-- RECORD EXTRACTS follows --
PR #9089, opened 2023-03-24
[Bugfix:Forum] Websocket order fix

ANS1514:

Say that two people have the discussion forum open. If student1 were to create a post it would show up at the top of the page, above pinned threads, for student2. Ideally this is not the case and it shows up below the pinned threads.

### What is the new behavior?
The behavior I saw in my tests show that the post now shows up below the pinned threads.

### Other information?

I tested this behavior by making pinned posts and regular posts in the discussion forum on a Submitty site on microsoft edge and I saw how it changed a seperate submitty site I had open on google chrome.


ch3nnyj (approved):
I have reviewed and tested your changes and can assure you it has fixed the issue. Your code looks functional and I don't see any changes that need to be made. You have ensured that the insertion is below every pinned discussion. Nice work!

site/public/js/forum.js
```diff
@@ -377,7 +377,16 @@ function socketNewOrEditThreadHandler(thread_id, edit=false) {
                         const last = last_bookmarked.length === 0 ? last_announcement : last_bookmarked;
 
                         if (last.length === 0) {
-                            $(new_thread).insertBefore($('.thread_box_link').first()).hide().fadeIn('slow');
+                            if ($(new_thread).find('.thread-announcement-expiring').length === 1) {
+                                $(new_thread).insertBefore($('.thread_box_link').first()).hide().fadeIn('slow');
+                            }
+                            else {
+                                let spot_after_announcements = $('.thread_box_link').first();
```
williamjallen, line 384: This variable doesn't appear to be reassigned after the initial declaration, so it should be defined as a constant.

```suggestion
                                const spot_after_announcements = $('.thread_box_link').first();
```

williamjallen (changes requested):
This new code is quite a hack, but not particularly out of character for the discussion forum code unfortunately, so I'll approve it as long as the functionality is correct.

The original issue is fixed, but now you have the opposite problem: both regular posts and new announcements appear under the previous announcements when updating via websockets.  When you reload the page, the new announcements move to the top of the list.  The intent here is for new posts to show up in the same order they are displayed when the page is first loaded.

williamjallen (approved):

PR #9096, opened 2023-03-26
[Bugfix:InstructorUI] Set confetti element display to `none` after finishing.

### LINKED ISSUE #9091: confetti cannot automatically stop
**Describe the bug**
Currently, if a user clicks his full-credit auto-grading block, the `<canvas>` element's display attribute will change from **none** to **block**. During the animation, if the user clicks the block again, it will change back to **none**. 
However, after the animation, the `canvas` element will not automatically change from **block** to **none**. In that case, the user has to click the block twice to intrigue the animation again(first click to change **block** to **none** and second click to change **none** to **block**)

**Expected behavior**
Set a time interval. When the animation is finished, set the `canvas` element from **block** to **none**

**To Reproduce**
1. click full-credit auto-grading block
2. wait for the animation to finish
3. click the block again
4. See error(you will see that there is no response after you clicked it. You need to click again to intrigue the animation again)

**Screenshots**
confetti

SaadAhmedGit:

The `display` property of the Confetti animation remained set to `block` after completion, forcing users to click twice - once to reset it to `none` and again to register the click. This fixes  #9091.

### What is the new behavior?
The `canvas` element which displays the confetti animation is now set to `none` after 9 seconds which is the time it takes for the animation to end.
### Other information?
I tested by opening the browser developer tools and seeing the property change back to `none` as soon as the animation ended and, my first click after animation ended would register correctly as well.

### DIFF
--- a/site/public/js/confetti.js
+++ b/site/public/js/confetti.js
@@ -163,23 +163,39 @@ function addConfetti() {
             return;
         }
 
-        update();
-        ctx.clearRect(0, 0, canvas.width, canvas.height);
+        // Run each step of the animation for 9 seconds then hide the confetti.
+        let start = null;
+        function confettiStepAnimation(timestamp) {
+            if (!start) {
+                start = timestamp;
+            }
+            const progress = timestamp - start;
+            if (progress < 9000) {
+                update();
+                ctx.clearRect(0, 0, canvas.width, canvas.height);
 
-        pieces.forEach((p) => {
-            ctx.save();
+                pieces.forEach((p) => {
+                    ctx.save();
 
-            ctx.fillStyle = p.color;
+                    ctx.fillStyle = p.color;
 
-            ctx.translate(p.x + p.size / 25, p.y + p.size / 2);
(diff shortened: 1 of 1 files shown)


shailpatels (changes requested):
Hi @SaadAhmedGit, thanks for the PR.

There is already a section of code that has the logic for when the confetti should end here, but it looks like its not doing anything with the div,
https://github.com/Submitty/Submitty/blob/main/site/public/js/confetti.js#L141

If you can update that section instead, the change will be simpler then adding a secondary timer

SaadAhmedGit:
Hi @shailpatels , could you review this again? I've made the requested changes. Sorry for the weird revert commit; I should have done that before making these changes. I'm still new to open source, so pardon me. Thank you!

Yujjio:
Hello @SaadAhmedGit, thanks for the PR. 

The bug cannot be fixed by changing the time since it varies with the monitor's resolution(a strange feature in JS). Instead, we need to check the last segment's height; hide the animation If it is out of the screen. Currently, I have modified that part.

PR #9105, opened 2023-03-27
[Testing:Developer] Split E2E Tests using Composite Action

### LINKED ISSUE #8611: Split up the e2e testing GitHub action to speed up receiving test results
The Submitty tests running on GitHub take over an hour to run. Primarily, due to one test that incorporates many different types of tests into a single threaded process.

Instead of using one action on distinct tests, the action could be split up to run in parallel and improve overall test suite running time. The total test time will not change, but results will be produced quicker. The e2e test could be split into these testing areas:

* Selenium tests
* Cypress test part 1
* Cypress test part 2
* Integration tests

**Additional context**
Here is a slack comment from @williamjallen:

> For the ~50-minute run I linked above, ~7 minutes were spent running Selenium tests, ~15 minutes were spent running Cypress tests, and ~10 minutes were spent running integration tests.  Those three categories combined to make up about 70% of the total running time.

And a follow up from @shailpatels:

> ... I can definitely see making an e2e job for selenium and just for cypress to get them in parallel. We could also split cypress into a subset of tests between 2 jobs as well

You can find the full thread on slack <https://submitty.slack.com/archives/C9A0XMXEX/p1666843464571729>. These comments come towards the end of the thread.

04vmatsibekker:

Fixes #8611. 

### What is the new behavior?
Now the e2e tests are split into three: selenium, cypress, and integrations tests to speed up the process


.github/actions/set-up-composite/action.yml
```diff
@@ -0,0 +1,224 @@
+name: 'copyFiles'
+descriptions: 'Uses the composite action to copy and set up files'
+
+# inputs:
+#   name:
+#     description: 'A name to include in the greeting'
```
williamjallen, line 6: This should probably be removed

.github/actions/set-up-composite/action.yml
```diff
@@ -0,0 +1,224 @@
...
+  PHP_VER: 7.4
+  NODE_VERSION: 16
+  PYTHON_VERSION: 3.8
+
+# runs:
+#   using: "composite"
+#   steps:
+#     - name: Greet someone
+#       run: echo "Hello"
+#       shell: bash
```
williamjallen, line 26: Same here

.github/actions/set-up-composite/action.yml
```diff
@@ -0,0 +1,224 @@
+name: 'copyFiles'
+descriptions: 'Uses the composite action to copy and set up files'
```
williamjallen, line 2: Should these be a bit more descriptive?

.github/actions/set-up-composite/action.yml
williamjallen, line 1: Should the filename be a bit more descriptive?

.github/actions/set-up-composite/action.yml
```diff
@@ -0,0 +1,224 @@
...
+        sudo -H pip3 install .
+        sudo pip3 show submitty_utils
+      shell: bash
+
+    - name: Install accessibility checker
+      run: |
+        wget https://github.com/validator/validator/releases/download/20.3.16/vnu.jar_20.3.16.zip
+        unzip vnu.jar_20.3.16.zip
+        sudo mv dist/vnu.jar /usr/bin/
+      shell: bash
```
williamjallen, line 115: I believe this only needs to be installed for the selenium tests (for the tests in `tests/e2e/test_accessibility.py` specifically)

.github/actions/set-up-composite/action.yml
```diff
@@ -0,0 +1,224 @@
...
+
+    - uses: nanasess/setup-chromedriver@master
+    - name: Setup chromedriver
+      run: |
+        sudo systemctl restart submitty_autograding_worker
+        sudo systemctl restart submitty_autograding_shipper
+        export DISPLAY=:99
+        chromedriver --url-base=/wd/hub &
+      shell: bash
```
williamjallen, line 224: This is only necessary for the selenium tests

.github/workflows/submitty_ci.yml
```diff
@@ -273,8 +274,6 @@ jobs:
           run: sudo apt-get install -y shellcheck
         - name: Run ShellCheck
           run: python3 run_shellcheck.py  # Uses the default Python installed with Ubuntu
-
-
```
williamjallen, line 277: It might be good to restore the space between jobs to aid readability

.github/workflows/submitty_ci.yml
```diff
@@ -300,195 +299,48 @@ jobs:
...
+    e2eCypressOne:
+        needs:
+          - js-lint
+          - js-unit
+          - php-lint
+          - php-unit
+          - python-lint
+          - python-unit
+          - css-lint
+          - shellcheck
```
williamjallen, line 322: We can shave off another 3-4 minutes from the overall running time by not adding these as dependencies.

.github/workflows/submitty_ci.yml
```diff
@@ -600,6 +520,76 @@ jobs:
           - name: Check for site errors
             working-directory: ${{ env.SUBMITTY_REPOSITORY }}
             run: sudo bash tests/test_site_error_log.sh
```
williamjallen, line 522: This needs to be run after every job.  Perhaps there is a way to do this automatically by adding something like [this](https://docs.github.com/en/actions/creating-actions/metadata-syntax-for-github-actions#runspost) to the setup action you created.

.github/workflows/submitty_ci.yml
```diff
@@ -547,7 +399,76 @@ jobs:
           - name: Restart autograding worker
             run: |
               sudo systemctl restart submitty_autograding_worker
+    e2eCypressTwo:
```
williamjallen, line 402: I don't think there's a need to have two separate Cypress jobs here.  All of the stuff in this job takes less than 5 minutes to complete, based on the most recent CI runs.  The setup will likely take longer than the actual testing here.

.github/workflows/submitty_ci.yml
```diff
@@ -600,6 +520,76 @@ jobs:
...
+              POSTGRES_PASSWORD: submitty_dbuser
+              POSTGRES_USER: postgres
+              TZ: America/New_York
+            options: >-
+              --health-cmd pg_isready
+              --health-interval 10s
+              --health-timeout 5s
+              --health-retries 5
+            ports:
+              - 5432:5432
```
williamjallen, line 547: I don't think we need Postgres for the integration tests

.github/workflows/submitty_ci.yml
```diff
@@ -600,6 +520,76 @@ jobs:
...
+
+        steps:
```
williamjallen, line 549: I think most of the stuff in this section can be eliminated.  The integration tests are mostly unit tests, and don't need the sample courses or website to be working as far as I am aware.

williamjallen (changes requested):

williamjallen:
Given the number of commits here, you might also consider squashing your current changes into a single commit.

.github/actions/set-up-composite/action.yml
04vmatsibekker: I am pretty sure the filename has to be called action.yml for it to work. That is at least what I have seen when looking it up.

williamjallen: Sure, but can `set-up-composite` be changed?

04vmatsibekker: yup and I will change it

.github/workflows/submitty_ci.yml
williamjallen: Something like [this](https://docs.github.com/en/actions/using-workflows/workflow-syntax-for-github-actions#jobsjob_idstrategyfail-fast) might work.  If I'm understanding the docs correctly, it should kill all the other running jobs whenever a job with the fail fast option fails.

.github/workflows/submitty_ci.yml
```diff
@@ -105,7 +106,7 @@ jobs:
                 working-directory: site
         steps:
             - uses: actions/checkout@v3
-            - uses: shivammathur/setup-php@2.25.2
+            - uses: shivammathur/setup-php@2.25.1
```
williamjallen, line 109: It looks like this dependency has been updated since you created this PR.  Please bump the version to 2.25.2 like we have on main.

.github/workflows/submitty_ci.yml
```diff
@@ -140,7 +141,7 @@ jobs:
               working-directory: site
       steps:
           - uses: actions/checkout@v3
-          - uses: shivammathur/setup-php@2.25.2
+          - uses: shivammathur/setup-php@2.25.1
```
williamjallen, line 144: Same here

.github/workflows/submitty_ci.yml
```diff
@@ -273,333 +274,197 @@ jobs:
           run: sudo apt-get install -y shellcheck
         - name: Run ShellCheck
           run: python3 run_shellcheck.py  # Uses the default Python installed with Ubuntu
+    e2eSelenium:
```
williamjallen, line 277: It might be good to add some whitespace here to make it clear that this is a new job

.setup/pip/system_requirements.txt
```diff
@@ -40,7 +40,7 @@ clang==14.0
 # Python libraries for QR bulk upload
 pyzbar==0.1.9
 pdf2image==1.16.3
-numpy==1.24.3
+numpy==1.24.2
```
williamjallen, line 43: This change should be reverted.

.github/workflows/submitty_ci.yml
```diff
@@ -273,333 +274,197 @@ jobs:
...
-              path: ${{env.SUBMITTY_REPOSITORY}}/site/cypress/videos
 
-          - name: Check for site errors
-            working-directory: ${{ env.SUBMITTY_REPOSITORY }}
-            run: sudo bash tests/test_site_error_log.sh
+    e2eIntegrationTests:
+      runs-on: ubuntu-20.04
+      services:
+        postgres:
+          image: postgres
```
williamjallen, line 452: It would be good to add a comment here stating why postgres is listed here, as well a TODO to remove it eventually.

williamjallen (changes requested):
I still need to do a more thorough review, I'll leave these comments here in the meantime:

williamjallen (changes requested):
In general, I think things are looking pretty good here and we should be able to get this merged pretty soon.  We can probably make some more improvements eventually, but this should serve as a decent starting place at least.

Something to note: It looks like the regular e2e job is marked as "waiting".  I don't see an e2e job listed in the yaml file, so I assume that the waiting job is related to the `workflow_dispatch` trigger and will go away once this is merged.

Unrelated to the PR itself, but general development advice:  Good commit messages help you stay organized, and help reviewers understand why each commit was made.  Currently I see this:
image
These commit messages tell me *what* was changed, but not *why*.  I can see what was changed by looking at the diff, so the commit message is rather useless.  A better commit message would be something like "Add comment about x, y, and z" or "Re-add database service to integration tests", for example.

williamjallen (approved):
Changes seem reasonable to me.  Any further changes can be made as separate PRs.

PR #8985, opened 2023-02-28
[Feature:InstructorUI] Teaching Staff Locked Gradeables Access

ch3nnyj:
### Please check if the PR fulfills these requirements:

* [ ] Tests for the changes have been added/updated (if possible)
* [ ] Documentation has been updated/added if relevant

### What is the current behavior?

Currently locked gradeables were previously inaccessible for teaching staff and instructors. 
This would prevent students from getting help with certain gradeables if teaching staff hasn't completed the prerequisite.
When teaching staff attempts to access locked graded the below alert pops up.
Screenshot 2023-02-28 at 2 25 36 PM
Closes #8355 
### What is the new behavior?

Now locked gradeables can be bypassed with a confirmation screen allowing teaching staff to access the submission page.
After clicking ok teaching staff will be redirected to the submission page.
Screenshot 2023-02-28 at 3 23 19 PM

### Other information?
To Test:
1.) Create a gradeable that requires another gradable as a prerequisite.
2.) Attempt to access the as a student and verify that there is no access to that gradeable.
3.) Verify all teaching staff (Mentors/TAs/Instructors) can access the gradeable after click ok on the conformation prompt.

PR #9115, opened 2023-03-31
[Bugfix:InstructorUI] locked gradeable override message

bmcutler:
fixing message from PR #8985


ch3nnyj (approved):
Works for me Barb, finally we have a prompt!!!

PR #1580, opened 2022-04-10
[SYSTEMDS-3346] Multi-threaded buffer pool evictions

phaniarnab:
This patch implements a simple technique to exploit multithreading
while evicting multiple buffer pool entries. Here we distribute
the files to be evicted among threads. More sophisticated strategies
include using our parallel reader/writes, multithreaded write to an
output stream, however, they have more implementation overhead and
left as future work. This simple strategy is already beneficial for
unified memory as UMM tends to evict multiple objects in each
eviction call while making space for worst-case output sizes.


phaniarnab:
This work needs more testing. I will keep it open for the next release.

PR #1581, opened 2022-04-10
[SYSTEMDS-3347] Flatten the nested loop for parallel pipelines execution

Shafaq-Siddiqi:
- This commit flattens the nested parfor loop in run_with_hyperparam()
    to increase the degress of parallelism by materializing the pipelines and
    resource hyper-parameters together in one frame and then execute them in a single parfor
   instead of parfor over pipelines and then nesting for hyper-parameters
 - This commit also introduce a frame builtin freplicate() that takes two parameters
   one multi-row frame and one single row frame and replicate the single row frame to multi-row.


Shafaq-Siddiqi:
merged in.

PR #1583, opened 2022-04-12
[SYSTEMDS-3349] Base monitoring backend structure to handle REST requests

MKehayov:
This commit implements a simple base MVC framework, with dynamic parsing of REST requests, which will serve as a backend to the monitoring tool for coordinators and workers. Specifically, it starts a server that parses the URI dynamically and reroutes the request to the right controller (provided the controller is registered) for further request processing and returns the constructed response.


Baunsgaard (commented):
LGTM, based on my experience with netty it seems correct,
but it would be nice with some tests, that verify behavior.
I will merge as is, but could you please make a followup PR that adds tests.

PR #1584, opened 2022-04-13
[SYSTEMDS-3303] WIP: NN Builtin: Attention Layer

SteveineiterTU:
This is WIP. 

This implements the attention layer. This allows to train RNNs with long term sequences easier using the attention mechanism. 

A quick reference to what an attention layer is: https://analyticsindiamag.com/a-beginners-guide-to-using-attention-layer-in-neural-networks/

Tasks:
- [ ] Add attention.dml to scripts/nn/layers/ with the implementation of the layer.
- [ ] Add an AttentionExample.dml file to scripts/nn/examples where the attention layer is used with an lstm-layer to demonstrate that an attention model can be trained and used for predictions.


scripts/nn/layers/attention.dml
```diff
@@ -0,0 +1,64 @@
...
+
+calculate_scores = function(matrix[double] query, matrix[double] key)
+    return (matrix[double] scores) {
+    /*
+     * dim(query) = AxB
+     * dim(key) = CxB
+     * dim(scores) = AxC
+     */
+    scores = query %*% t(key)
+}
```
SteveineiterTU, line 34: Here we are unsure how many parameters / choices a user should have. 

E.g: 
- masking
- scaling
- different calculation variants (or is dot enough)

scripts/nn/examples/attention_layer.dml
```diff
@@ -0,0 +1,82 @@
...
+# expected = q * k = 1.1 * 1.6 = 1.76
+expected = matrix(1.76, rows=1, cols=1)
+assert(toString(calculated) == toString(expected))
+
+# ============== Example ======================================
+# 1. input eg text data
+# 2. embedding layer
+# 3. lstm layer
+# 4. attention layer
+# 5. dense layer
```
SteveineiterTU, line 55: We are unsure if it is fine to use simple examples as in lines 25-34 or 38-48, or if we should construct something more relevant/practical for example a text classification with an architecture similar as described in lines 51-55?

scripts/nn/layers/attention.dml
Baunsgaard: Start with the simplest thing you can think of, then we can add arguments later that add the different parts.

scripts/nn/examples/attention_layer.dml
Baunsgaard: you choose, personally i would prefer a relevant/practical solution, that we can plug in that actually works nicely :)
But if you find it to complicated you can start with a simpler model, and then make perhaps a boolean argument chose a simple or more complicated model.

Baunsgaard:
@SteveineiterTU  and @A-Postl : Are we closing this PR because of the other one being more finished?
-- RECORD EXTRACTS concluded --
• _REQUIRED ACTION_: Copy out each line in the preceding records that contains "threads".

• _EXPECTED ANSWER_:
Say that two people have the discussion forum open. If student1 were to create a post it would show up at the top of the page, above pinned threads, for student2. Ideally this is not the case and it shows up below the pinned threads.
The behavior I saw in my tests show that the post now shows up below the pinned threads.
the files to be evicted among threads. More sophisticated strategies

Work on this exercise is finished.